Thursday, December 5, 2024

Streamline basis mannequin training and refinement via innovative Amazon SageMaker HyperPod recipes.

Instantly, we’re enabling top-tier data scientists and developers from all skill levels to kick-start training and fine-tuning frameworks in mere minutes with unparalleled speed and efficiency. We will optimize recipes for entry-level use in popular publicly accessible frameworks like Google’s TensorFlow, PyTorch, or Keras.

At AWS re:Invent 2023, our goal is to reduce the time spent coaching FMs by up to 40% and scale across more than 1,000 compute resources in parallel with pre-configured distributed coaching libraries. You’ll uncover accelerated compute resources for training, craft optimal training plans, and execute training workloads across varying capacity blocks based on available compute resources with SageMaker HyperPod.

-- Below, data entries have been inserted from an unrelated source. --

PR #954, opened 2024-03-28
Use Rename and MoveRename ResourceChange classes if possible

BoykoAlex:
If the change is rename and then modify the content of a file. This translates into
1. Delete the file
2. Create the new named file 
3. Set its new content 

This doesn't let to see the diffs in the refactor preview between the old file name file and the new name file side by side. If the Rename or MoveRename ResourceChange is used then refactor preview has more useful content.

This PR suggests to use Rename and MoveRename if this possible, i.e. both resources are in the workspace.


mickaelistria:
Thank you!

PR #968, opened 2024-04-16
Prevent NPE by asynchronous threads after the plug-in has been stop

rubenporras:


rubenporras:
@mickaelistria , I am wondering if instead of not logging anything after the plugin has been stop, we should rather use `this` as a fallback. I can imagine we are still able to log even if the plug-in has been stop, but probably that is not desired.

rubenporras:
Failed tests are flaky tests. The job passed already twice.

AWS’s SageMaker HyperPod recipes leverage a tried-and-tested coaching stack, streamlining the process by reducing manual experimentation with various model configurations, thus minimizing weeks of iterative analysis and testing. The recipes streamline numerous critical processes, comparable to preparing training data sets, leveraging distributed training methods, automated checkpointing for faster recovery from failures, and overseeing the entire training pipeline.

By implementing a simple recipe adjustment, you can effortlessly switch between GPU- or Tainium-based configurations to maximize training efficiency while minimizing costs? You can simply run workloads in manufacturing settings on SageMaker HyperPod or execute SageMaker training jobs.


To get started, go to our website to explore and browse a wide range of coaching recipes for popular publicly accessible FM templates.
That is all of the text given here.